[What needs to be done]
Each of the entries should be output exactly, with nothing left out.
──────────────────────────────
PR #1155, opened 2015-07-24
[Bromley] Redo the Bromley Cobrand

stevenday:
Replaces the existing Bromley council cobrand with a new one that uses the
latest FMS styling. Including the new report list/filter sidebar.

Closes https://github.com/mysociety/FixMyStreet-Commercial/issues/721


stevenday:
@dracos - having got the client's approval for this, is there any chance you could take a look at the code at some point to make sure it's all ok?

templates/web/bromley/footer.html
```diff
@@ -1,49 +1,44 @@
+                    [% IF pagefooter %]
```
dracos: This footer ends up identical to the fixmystreet one - I don't think it needs adding in ba8ffd8

templates/web/bromley/header_logo.html
```diff
@@ -0,0 +1,62 @@
...
+            <input value="Search" type="submit" class="button__primary">
+        </form>
+    </div>
+</div>
+<div class="a-z-container ">
+    <nav class="main-a-z custom-side-nav">
+        <ul class="drop-down-nav">
+            <li class="first-child">
+                <a href="#" class="main-nav-title">A-Z</a>
+                <ul class="nav-hover-item nav-hover-item-active a-z" style="display: none;">
```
──────────────────────────────
[Answer to the exercise]
PR #1155, opened 2015-07-24
[Bromley] Redo the Bromley Cobrand

stevenday:
Replaces the existing Bromley council cobrand with a new one that uses the
latest FMS styling. Including the new report list/filter sidebar.

Closes https://github.com/mysociety/FixMyStreet-Commercial/issues/721


stevenday:
@dracos - having got the client's approval for this, is there any chance you could take a look at the code at some point to make sure it's all ok?

templates/web/bromley/footer.html
```diff
@@ -1,49 +1,44 @@
+                    [% IF pagefooter %]
```
dracos: This footer ends up identical to the fixmystreet one - I don't think it needs adding in ba8ffd8

templates/web/bromley/header_logo.html
```diff
@@ -0,0 +1,62 @@
...
+            <input value="Search" type="submit" class="button__primary">
+        </form>
+    </div>
+</div>
+<div class="a-z-container ">
+    <nav class="main-a-z custom-side-nav">
+        <ul class="drop-down-nav">
+            <li class="first-child">
+                <a href="#" class="main-nav-title">A-Z</a>
+                <ul class="nav-hover-item nav-hover-item-active a-z" style="display: none;">
```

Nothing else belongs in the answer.